For a dual cluster lock, the disks must not share either a power circuit or a node chassis with one another. In this case, if there is a power failure affecting one node and disk, the other node and disk remain available, so cluster re-formation can take place on the remaining node. For a campus cluster, there should be one lock disk in each of the data centers, and all nodes must have access to both lock disks. In the event of a failure of one of the data centers, the nodes in the remaining data center will be able to acquire their local lock disk, allowing them to successfully reform a new cluster.




	NOTE: A dual lock disk does not provide a redundant cluster lock. In fact, the dual lock is a compound lock. This means that two disks must be available at cluster formation time rather than the one that is needed for a single lock disk. Thus, the only recommended usage of the dual cluster lock is when the single cluster lock cannot be isolated at the time of a failure from exactly one half of the cluster nodes. If one of the dual lock disks fails, Serviceguard will detect this when it carries out periodic checking, and it will write a message to the syslog file. After the loss of one of the lock disks, the failure of a cluster node could cause the cluster to go down if the remaining node(s) cannot access the surviving cluster lock disk.

Use of the Quorum Server as the Cluster Lock

A quorum server can be used in clusters of any size. The quorum server process runs on a machine outside of the cluster for which it is providing quorum services. The quorum server listens to connection requests from the Serviceguard nodes on a known port. The server maintains a special area in memory for each cluster, and when a node obtains the cluster lock, this area is marked so that other nodes will recognize the lock as “taken.”
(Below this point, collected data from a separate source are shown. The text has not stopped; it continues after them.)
PR #529, opened 2015-11-16
Make params parsing behave more like Rails

reidab:
Specifically, ensure that the parsed params end up as a HashWithIndifferentAccess instead of a vanilla Hash.

### DIFF
--- a/lib/jsonapi/mime_types.rb
+++ b/lib/jsonapi/mime_types.rb
@@ -5,5 +5,7 @@ end
 Mime::Type.register JSONAPI::MEDIA_TYPE, :api_json
 
 ActionDispatch::ParamsParser::DEFAULT_PARSERS[Mime::Type.lookup(JSONAPI::MEDIA_TYPE)] = lambda do |body|
-  JSON.parse(body)
+  data = JSON.parse(body)
+  data = {:_json => data} unless data.is_a?(Hash)
+  data.with_indifferent_access
 end


lib/jsonapi/mime_types.rb
```diff
@@ -5,5 +5,7 @@ module JSONAPI
 Mime::Type.register JSONAPI::MEDIA_TYPE, :api_json
 
 ActionDispatch::ParamsParser::DEFAULT_PARSERS[Mime::Type.lookup(JSONAPI::MEDIA_TYPE)] = lambda do |body|
-  JSON.parse(body)
+  data = JSON.parse(body)
+  data = {:_json => data} unless data.is_a?(Hash)
```
lgebhardt, line 9: This isn't ever reached in the current test suite, and I think `JSON.parse` will raise an error if it can't convert to a hash. It seems like we would also want to raise an error if we ever get back a result that isn't a Hash. Is there something I'm missing here?

reidab, line 9: While the JSON API spec requires the top-level element to be a hash, JSON itself is fine with top-level arrays. I pulled the `{:_json => data}` wrapping from the Rails implementation of this parser, with the expectation that existing code further down the pipeline would raise `ParameterMissing` or something along those lines. I avoided raising the exception here because it wouldn't  have the advantage of being rescued and packed up in a nice JSON response. 

The root issue is that JSON.parse returns a vanilla `Hash` instead of a `HashWithIndifferentAccess`. This has the side effect of making `request.parameters` also wind up as a vanilla `Hash`, because Rails builds it by merging the query parameters into the result of this parsing.

lgebhardt, line 9: Thanks, that makes sense.

PR #532, opened 2015-11-18
fix bug with server_error_callbacks being called from subclasses

barelyknown:
Wow, this one took me a while to figure out.

There were a couple of recent changes made to `ActsAsResourceController`.
One of the changes switched away from the `ActiveSupport::Concern` `class_methods`
approach, and one of them refactored the way that the `server_error_callbacks`
were stored. The problem is that the class instance variable wasn't visible
to subclasses and the test suite missed it because it tested controller classes
that had the `on_server_error` block set directly on them. I fixed that problem
and completed the switch back to the non-`ActiveSupport::Concern` approach.

This is a bug that might impact a number of apps in a way that isn't clear if those apps
weren't testing that the `on_server_error` method/block was actually being called.

### DIFF
--- a/lib/jsonapi/acts_as_resource_controller.rb
+++ b/lib/jsonapi/acts_as_resource_controller.rb
@@ -2,10 +2,11 @@ require 'csv'
 
 module JSONAPI
   module ActsAsResourceController
-    extend ActiveSupport::Concern
 
-    included do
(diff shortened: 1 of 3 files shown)


lgebhardt:
@barelyknown Thanks!

PR #533, opened 2015-11-18
update dasherized key formatter to handle camel cased input

barelyknown:
The dasherized key formatter wasn't correctly converting from camel case
into the dasherized format. This was causing problems with polymorphic
has many relationships.


lgebhardt:
Thanks!

PR #1833, opened 2026-08-14
Mock structured flowsheet

dangunter:
## Fixes

.. not having a mock structured flowsheet?

To work in "non-mock" mode, requires https://github.com/prommis/flowsheet-inspector-lib/pull/28

- Structured flowsheet wrapper "mock" that can be used without actually depending on the library to do anything.
- Remove any existing (unused) wrapper support, which is now obsolete

### Legal Acknowledgement


dangunter:
Note that this tests whether the mock library works, not the real one.

docs/examples/structfs/flash_flowsheet.py
```diff
@@ -24,62 +24,73 @@
...
+    # Updated: 2023-06-01
+
+    @FS.step(Steps.build)
+    def build_model(ctx):
+        """Build the model."""
+        m = ConcreteModel()
+        m.fs = FlowsheetBlock(dynamic=False)
+        m.fs.properties = BTXParameterBlock(
+            valid_phase=("Liq", "Vap"), activity_coeff_model="Ideal", state_vars="FTPz"
+        )
```
dallan-keylogic, line 46: We really need to retire the BTX property package (but not as part of this PR).

idaes/core/surrogate/plotting/tests/test_alamo_plotting.py
```diff
@@ -31,6 +32,9 @@
     surrogate_residual,
 )
 
+# use non-interactive plotting backend for tests
+matplotlib.use("Agg")
```
dallan-keylogic, line 36: Thank you---fixing this issue was long overdue.

idaes/core/util/structfs/tests/test_mock.py
```diff
@@ -0,0 +1,148 @@
...
+
+
+@pytest.mark.unit
+@pytest.mark.parametrize("mock", [True, False])
+def test_flowsheet_runner(mock):
+    FlowsheetRunner = load_flowsheet_runner(force_mock=mock)
+    if not mock and hasattr(FlowsheetRunner, "mock"):
+        return  # do nothing; real lib not available
+
+    print(f"\n** test {('real', 'mock')[mock]} flowsheet runner **")
```
dallan-keylogic, line 26: Do we want to leave a print statement in a test?

idaes/core/util/structfs/__init__.py
```diff
@@ -10,229 +10,170 @@
...
+        set_solver,
+        initialize,
+        set_operating_conditions,
+        set_scaling,
+        solve_initial,
+        set_autoscaling,
+        add_costing,
+        initialize_costing,
+        setup_optimization,
+        solve_optimization,
```
dallan-keylogic, line 174: I like the idea of this class, but I don't want to be wedded to these step names forever because they sounded good at the time. I'm not sure whether there's a way to make these "experimental", however, if we begin adding them to actual flowsheets.

The obvious choice is to skip the 2.13 release with these, but then we can't try using these for PrOMMiS until after the 2.14 release.

idaes/core/util/structfs/tests/test_mock.py
dangunter: yes - pytest swallows it unless there's an error. unless it's expensive or has side-effects, it is not a problem

idaes/core/util/structfs/__init__.py
dangunter: this is the same class used in the real library. we have to pick something for step names. it doesn't mean we can't change them later. the idea of the class is just to avoid having undetected typos or creative variations causing hard-to-understand behavior.

dangunter:
@dallan-keylogic , are you ok with this now? incidentally I think some local changes from this PR explain the test deletions that snuck into #1850

PR #1834, opened 2026-08-14
Dimensionless radial domain for Drum1D

dallan-keylogic:
## Summary/Motivation:
This stops a warning being emitted about constructing a range set from mutable data:
```
WARNING: Constructing RangeSet '[0.9..1.03]' from non-constant data (e.g., Var
or mutable Param).  The linkage between this RangeSet and the original source
data will be broken, so updating the data value in the future will not be
reflected in this RangeSet.  To suppress this warning, explicitly convert the
source data to a constant type (e.g., float, int, or immutable Param)
```
by converting the `ContinuousSet` into a dimensionless form and modifying the other equations appropriately.

Additionally, it stops a different warning from being emitted by the Helmholtz properties by explicitly asking to avoid creating phase equilibrium terms:

```
WARNING  idaes.models.properties.general_helmholtz.helmholtz_state:helmholtz_state.py:419 Helmholtz EoS packages using Mixed phase representation ignore the 'has_phase_equilibrium' configuration argument. However, setting this to True can result in errors when constructing material balances due to only having a single phase (thus phase transfer terms cannot be constructed).
```

As part of this PR, I had to tweak `dyn_utils.py` in order to avoid an exception caused by a time derivative term being a constant `Expression` equaling zero for the steady state model. `dyn_utils.py` was trying to copy over the steady state value to the dynamic model by accessing the `value` attribute, which `Expressions` do not have. Explicitly using the `value` *function* fixed that problem, but caused another problem when copying the value from a variable that wasn't initialized. That was dealt with a targeted try-except block.

### Legal Acknowledgement


idaes/core/util/dyn_utils.py
```diff
@@ -742,10 +742,22 @@ def copy_values_at_time(
...
+        def _safe_set_value(src, tgt):
+            try:
+                val = value(src)
+            except ValueError as err:
+                # Uninitialized variable
+                if "No value for uninitialized" in str(err):
+                    val = None
+                else:
+                    raise
+            tgt.set_value(val)
```
bpaul4, line 754: Is this supposed to set the value as None if the expected error is thrown? Would that cause errors later on?

idaes/models_extra/power_generation/flowsheets/subcritical_power_plant/subcritical_boiler_flowsheet.py
```diff
@@ -106,6 +106,7 @@ def add_unit_models(m):
     fs.blowdown_split = HelmSplitter(
         dynamic=False,
         property_package=prop_water,
+        property_package_args={"has_phase_equilibrium": False},
```
bpaul4, line 107: What happens if this is not explicitly set to False here?

bpaul4 (commented):
Just a couple comments, otherwise looks good.

idaes/core/util/dyn_utils.py
dallan-keylogic: Yes, it's supposed to set the value as `None`. It may cause errors later on, but it replicates the current behavior of `copy_values_at_time` when encountering a `None` value.

I needed to make this change because I wanted to have `dT/dt` as a constant `Expression` when the system is at steady state; the previous implementation checked `config.dynamic` to determine whether `dT/dt` should be added to constraints/expressions. Turning it into an `Expression` at steady state caused a problem because `copy_values_at_time` tried to look for the `value` attribute---previously, `copy_values_at_time` would note that the `dT/dt` variable did not exist on the steady state model and log a warning, which was then ignored. Changing to using the `value` function fixed the problem with `dT/dt`, but ran into problems for variables whose value was `None`. Previously, the `None` value would be propagated from one flowsheet to another, but using the `value` function raised the exception I'm catching. Catching the exception and assigning a `None` value replicates the previous behavior for `Vars` with a value of `None`.

idaes/models_extra/power_generation/flowsheets/subcritical_power_plant/subcritical_boiler_flowsheet.py
dallan-keylogic: The default for all `StateBlocks` is `has_phase_equilibrium=True`. However, that's inappropriate for Helmholtz property packages with a Mixed state representation. The Helmholtz state block logs this warning:
> WARNING  idaes.models.properties.general_helmholtz.helmholtz_state:helmholtz_state.py:419 Helmholtz EoS packages using Mixed phase representation ignore the 'has_phase_equilibrium' configuration argument. However, setting this to True can result in errors when constructing material balances due to only having a single phase (thus phase transfer terms cannot be constructed).

bpaul4 (approved):

jinliangma:
I reviewed the Drum1D code and did not find anything wrong. By using the dimensionless radial domain from 0 to 1, we no longer need to set the inside diameter and drum metal wall thickness as the model configuration parameters. The original version was trying to fix them as two configuration parameters such that the ContinuousSet is fixed. For the proposed revised code, I feel we should remove the "drum_inner_diameter" and "drum_thickness" configuration parameters and make them as the model variables (Var's). This will allow them as the design variables which can be optimized in a flowsheet. Certainly, we need to make corresponding changes in the files in the repository that use the Drum1D model. I also propose some minor revisions as listed below even though they will not change the model
1. Since we define drum_thickness as a variable (previous as a Param), we should replace "b.drum_ro - b.drum_ri" by "drum_thickness" (e.g. Lines 525, 559, 563). Note 
2. In some Constraint or Expression definitions, both "self.xxx" and "b.xxx" are used. It will be better if we always use "b.xxx" (e.g. Line 684).

jinliangma (approved):
I reviewed the revision. I approve this PR.

PR #1836, opened 2026-08-18
Arc constraint scaler

dallan-keylogic:
## Summary/Motivation:
The old scaling tools automatically scaled all arc constraints on the flowsheet, but there was no equivalent function in the new scaling tools to do so. This PR adds the `ArcConstraintScaler` class, which automatically applies scaling to all arc constraints.

### Legal Acknowledgement

### DIFF
--- a/idaes/core/scaling/arc_constraint_scaler.py
+++ b/idaes/core/scaling/arc_constraint_scaler.py
@@ -1,0 +1,109 @@
+#################################################################################
+# The Institute for the Design of Advanced Energy Systems Integrated Platform
+# Framework (IDAES IP) was produced under the DOE Institute for the
+# Design of Advanced Energy Systems (IDAES).
+#
+# Copyright (c) 2018-2026 by the software owners: The Regents of the
+# University of California, through Lawrence Berkeley National Laboratory,
+# National Technology & Engineering Solutions of Sandia, LLC, Carnegie Mellon
+# University, West Virginia University Research Corporation, et al.
+# All rights reserved.  Please see the files COPYRIGHT.md and LICENSE.md
+# for full copyright and license information.
+#################################################################################
+"""
+Tool for automatically scaling arc constraints on a Pyomo block.
+
+Author: Douglas Allan
+"""
+
+from pyomo.environ import Constraint
+from pyomo.network import Arc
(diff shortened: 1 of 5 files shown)


idaes/core/scaling/arc_constraint_scaler.py
```diff
@@ -0,0 +1,106 @@
...
+
+    def scale_model(self, **kwargs):
+        """
+        Do not use this method, use one of the scale_arc_constraints
+        methods instead.
+        """
+        raise NotImplementedError(
+            "The scale_model method is not implemented for the ArcConstraintScaler. "
+            "Use one of the scale_arc_constraints methods instead."
+        )
```
MarcusHolly, line 49: Why include this method at all then? Is this something that will be implemented in the future?

MarcusHolly (commented):
One small comment, but I have some generic implementation questions as well. So it seems to me like these functions (`scale_arc_constraints_by_nominal_value `& `scale_arc_constraints_by_nominal_derivative_norm`) are meant to be called at the flowsheet level. So using BSM2-P as an example, I assume I would just replace the `elif "_expanded"` loop with `scale_arc_constraints_by_nominal_value `? And how would a user determine which of the two functions to use?

Image

idaes/core/scaling/arc_constraint_scaler.py
dallan-keylogic: I'm including this method because it lives on the `CustomScalerBase`. It doesn't make sense for this sort of scaler, so I want to intercept users with a helpful error message.

dallan-keylogic:
> One small comment, but I have some generic implementation questions as well. So it seems to me like these functions (`scale_arc_constraints_by_nominal_value `& `scale_arc_constraints_by_nominal_derivative_norm`) are meant to be called at the flowsheet level. So using BSM2-P as an example, I assume I would just replace the `elif "_expanded"` loop with `scale_arc_constraints_by_nominal_value `?

Correct.

> And how would a user determine which of the two functions to use?

They could try both and see which one results in a reasonable condition number.

MarcusHolly (approved):

bpaul4 (approved):

PR #948, opened 2019-05-10
Automatic Session Update

Jokkis80:
Updates the Student View automatically

### General
session subscription implemented


src/pages/join.js
```diff
@@ -70,98 +76,120 @@ const Join = ({
...
+          }}
+          subscribeToMore={() =>
+            subscribeToMore({
+              document: UpdateSessionSubscription,
+              updateQuery: (prev, { subscriptionData }) => {
+                if (!subscriptionData.data) return prev
+                const newFeedItem = subscriptionData.data.sessionUpdateAdded
+                return Object.assign({}, prev, {
+                  joinSession: {
+                    activeInstances: [newFeedItem.activeInstances, ...prev.joinSession.activeInstances],
```
rschlaefli: I am not sure why you concatenate with the previously active instances here?

src/pages/join.js
```diff
@@ -70,98 +76,120 @@ const Join = ({
...
+                    feedbacks: [newFeedItem.feedbacks, ...prev.joinSession.feedbacks],
+                    id: [newFeedItem.id, ...prev.joinSession.id],
```
rschlaefli: What is this array of ids for?

src/pages/join.js
```diff
@@ -70,98 +76,120 @@ const Join = ({
...
+          subscribeToMore={() =>
+            subscribeToMore({
+              document: UpdateSessionSubscription,
+              updateQuery: (prev, { subscriptionData }) => {
+                if (!subscriptionData.data) return prev
+                const newFeedItem = subscriptionData.data.sessionUpdateAdded
+                return Object.assign({}, prev, {
+                  joinSession: {
+                    activeInstances: [newFeedItem.activeInstances, ...prev.joinSession.activeInstances],
+                    feedbacks: [newFeedItem.feedbacks, ...prev.joinSession.feedbacks],
```
rschlaefli: The feedbacks should never be changed by the updated session state, right? I think this could be removed.

src/pages/join.js
```diff
@@ -70,98 +76,120 @@ const Join = ({
...
+                    id: [newFeedItem.id, ...prev.joinSession.id],
+                    settings: [newFeedItem.settings, ...prev.joinSession.settings],
```
rschlaefli: The settings should also not change in a session update, as I do not think you have added a publish to the session settings?

src/pages/join.js
rschlaefli: I think if we update the session, we want to remove the previously active ones and add the new ones. But as it worked in your demo, I am not sure about the behavior of this logic here.

PR #949, opened 2019-05-10
#106 Mark Feedback as answered

schuepbach:
Mark feedback as answered to put them on the bottom of the feedback channel. (frontend)

### General

https://github.com/uzh-bf/klicker-uzh/issues/106

### DIFF
--- a/src/pages/sessions/running.js
+++ b/src/pages/sessions/running.js
@@ -18,6 +18,7 @@ import {
   EndSessionMutation,
   PauseSessionMutation,
   CancelSessionMutation,
+  UpdateFeedbackMutation,
   UpdateSessionSettingsMutation,
   ActivateNextBlockMutation,
   DeleteFeedbackMutation,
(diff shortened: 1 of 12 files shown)


src/pages/sessions/running.js
```diff
@@ -229,55 +230,85 @@ const Running = ({ intl, shortname }) => (
...
+                              })
+                            }}
+                            handleUpdateFeedback={(newTags, feedbackId) => {
+                              updateFeedback({
+                                refetchQueries: [{ query: RunningSessionQuery }],
+                                variables: {
+                                  feedbackId,
+                                  sessionId: id,
+                                  tags: newTags,
+                                  settings: {
```
rschlaefli: Why do we need to pass these settings? I think these should not change if we only update a single feedback?

src/pages/sessions/running.js
```diff
@@ -229,55 +230,85 @@ const Running = ({ intl, shortname }) => (
...
+                            subscribeToMore={() => {
+                              subscribeToMore({
+                                document: FeedbackAddedSubscription,
+                                updateQuery: (prev, { subscriptionData }) => {
+                                  if (!subscriptionData.data) return prev
+                                  const newFeedbacks = [
+                                    ...prev.runningSession.feedbacks,
+                                    subscriptionData.data.feedbackAdded,
+                                  ]
+                                  const sortedFeedbacks = newFeedbacks.sort((f1, f2) => {
```
rschlaefli: Just use this sorting logic for all the feedbacks instead of also sorting in the API, as I mentioned in the PR there :)

PR #1549, opened 2020-08-05
Finished including <FormattedMessage> in Toast in order to enable translation

lulocher:


rschlaefli (commented):
Thanks a lot! I just updated the en.json language definitions. Remaining things we should do before merge: Add short description text to the messages that only contain `{errorMessage}` and translate the strings and add them to `de.json`.

```
  "components.questions.actionBar.data.error": "{errorMessage}",
  "components.questions.actionBar.export.error": "{errorMessage}",
  "components.questions.uploadModal.load.error": "{errorMessage}",
  "components.questions.uploadModal.sequence.error": "{errorMessage}",
```

PR #1550, opened 2020-08-05
Handled overflow in in evaluation window

lulocher:


rschlaefli (changes requested):
Thanks!

Small comments:

1. Would prefer to use `overflow-y: auto` over `scroll`, as `auto` will only show a scroll bar on the right if the content needs to be scrolled (not if it is small enough to fit).
2. I would make it so that only the rows of the `TableChart` scroll, not the entire table or even any of the other charts. So, the rows would show a scrollbar, but the header of the table would always remain visible.

PR #1584, opened 2020-08-21
WIP: Migrate to formik2

lulocher:
Migrated forms to formik2 (useFormik hook)


rschlaefli (commented):
Need to think about this again :)

PR #1604, opened 2020-08-26
Disabled the complete storage mode

lulocher:
Storage option can not be chosen anymore, the corresponding modal is hidden now . 'SECRET' mode is always active until 'COMPLETE' mode is fully implemented.


rschlaefli (approved):
Great, thanks a lot!

PR #1606, opened 2020-08-27
Live Answer-Counter on Running Session Page

lulocher:
The number of answers of a running session are now displayed and automatically updated on the running session page.


src/components/sessions/SessionTimeline.tsx
```diff
@@ -124,12 +127,24 @@ function SessionTimeline({
...
   handleActivateBlockById,
+  handleActiveBlock,
+  handleNoActiveBlock,
   subscribeToMore,
 }: Props): React.ReactElement {
   useEffect((): void => {
     subscribeToMore()
   }, [])
 
+  const [isBlockActive, setIsBlockActive] = useState(activeStep % 2 === 1)
```
rschlaefli: I think you can just use a normal const for such "derived" properties that are never updated from within the component (i.e., just in your useEffect). For example

```suggestion
  const isBlockActive = activeStep % 2 === 1
```

rschlaefli: It will be recomputed on every render but that can be neglected for such trivial calculations.

src/components/sessions/SessionTimeline.tsx
```diff
@@ -124,12 +127,24 @@ function SessionTimeline({
...
+
+  useEffect(() => {
+    setIsBlockActive(activeStep % 2 === 1)
+  }, [activeStep])
+
+  useEffect(() => {
```
rschlaefli: I think you could combine everything and rewrite it like:

```javascript
useEffect(() => {
	const isBlockActive = activeStep % 2 === 1
	if (isBlockActive) {
		handleActiveBlock()
	} else {
		handleNoActiveBlock()
	}
}, [activeStep])
```

rschlaefli (changes requested):
Just some minor changes, otherwise LGTM, thanks a lot!

src/components/sessions/SessionTimeline.tsx
rschlaefli: See comment below.

src/components/sessions/SessionTimeline.tsx
lulocher: Thanks for reviewing, totally makes sense! Implemented it as suggested...

src/components/sessions/SessionTimeline.tsx
```diff
@@ -124,12 +127,25 @@ function SessionTimeline({
...
   handleActivateBlockById,
+  handleActiveBlock,
+  handleNoActiveBlock,
   subscribeToMore,
 }: Props): React.ReactElement {
   useEffect((): void => {
     subscribeToMore()
   }, [])
 
+  let isBlockActive = activeStep % 2 === 1
```
rschlaefli: Not sure why this is necessary, where do you use `isBlockActive` outside of the `useEffect`? It would be bad practice to alter a variable from within `useEffect`, so if that is needed here you would need to `useState`. But I think you could just remove this as `isBlockActive` is only used inside of `useEffect` and will always be computed on the first render as well.

rschlaefli (changes requested):
Great, just marked a final issue, then LGTM.

rschlaefli (approved):

rschlaefli (approved):

src/components/sessions/SessionTimeline.tsx
lulocher: Alright, makes sense!

PR #1745, opened 2020-10-20
Admin session management

lulocher:
UI for the session management functionality:

- Includes a new tab in the admin area. It displays a table with all currently running sessions, which can now be aborted by an admin.
- Still issues with eslint.


src/components/admin/RunningSessionList.tsx
```diff
@@ -0,0 +1,131 @@
+import React, { useState } from 'react'
+import dayjs from 'dayjs'
+import { useMutation, useQuery } from '@apollo/react-hooks'
```
rschlaefli: Use @apollo/client

PR #2553, opened 2021-10-08
enhance: add subscriptions for unpublishing feedback and deletion of feedback responses

sjschlapbach:
Added new subscription Queries for the deletion of feedbacks and the unpublishing of features using moderator features


frontend/src/components/sessions/join/FeedbackArea.tsx
```diff
@@ -114,11 +128,36 @@ function FeedbackArea({
       },
     })
 
+    const feedbackResponseDeleted = subscribeToMore({
+      document: FeedbackResponseDeletedSubscription,
+      variables: { sessionId },
+      updateQuery: (prev, { subscriptionData }) => {
+        if (!subscriptionData.data) return prev
+        console.log(prev, subscriptionData.data.feedbackResponseDeleted)
```
rschlaefli: remove unnecessary console logging

frontend/src/pages/questions/index.tsx
```diff
@@ -143,7 +143,19 @@ function Index(): React.ReactElement {
...
+        //refetchQueries: [{ query: QuestionPoolQuery }],
+        update: (store, { data: { selectedItems } }) => {
+          const data = store.readQuery({
+            query: QuestionPoolQuery,
+          })
+          // @ts-ignore
+          data.questions = data.questions.map((question, index) =>
+            question.id === selectedItems[index].id
+              ? (question.isArchived = true)
+              : (question.isArchived = question.isArchived)
```
rschlaefli: what does this do? not sure what the entire update function is used for

rschlaefli: if it does something useful, refactor the code so it does not explicitly assign to the question parameter (does not correspond to the principle of mapping => return the new and updated question value, don't assign to a property of it)

rschlaefli (changes requested):
@sjschlapbach Thanks a lot, just some minor changes before merging :)

frontend/src/components/sessions/join/FeedbackArea.tsx
sjschlapbach: missed that, is removed now

frontend/src/pages/questions/index.tsx
sjschlapbach: refactored it; function updates the apollo cache so that hopefully no update through the database is required anymore afterwards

If communications are lost between two equal-sized groups of nodes, the group that obtains the lock from the Quorum Server will take over the cluster and the other nodes will perform a system reset. Without a cluster lock, a failure of either group of nodes will cause the other group, and therefore the cluster, to halt. Note also that if the quorum server is not available when its arbitration services are needed, the cluster will halt.

The operation of the quorum server is shown in Figure 3-3 “Quorum Server Operation”. When there is a loss of communication between node 1 and node 2, the quorum server chooses one node (in this example, node 2) to continue running in the cluster. The other node halts.

Figure 3-3 Quorum Server Operation

The quorum server runs on a separate system, and can provide quorum services for multiple clusters.

No Cluster Lock

Normally, you should not configure a cluster of three or fewer nodes without a cluster lock. In two-node clusters, a cluster lock is required. You may consider using no cluster lock with configurations of three or more nodes, although the decision should be affected by the fact that any cluster may require tie-breaking. For example, if one node in a three-node cluster is removed for maintenance, the cluster reforms as a two-node cluster. If a tie-breaking scenario later occurs due to a node or communication failure, the entire cluster will become unavailable.

In a cluster with four or more nodes, you may not need a cluster lock since the chance of the cluster being split into two halves of equal size is very small. However, be sure to configure your cluster to prevent the failure of exactly half the nodes at one time. For example, make sure there is no potential single point of failure such as a single LAN between equal numbers of nodes, or that you don’t have exactly half of the nodes on a single power circuit.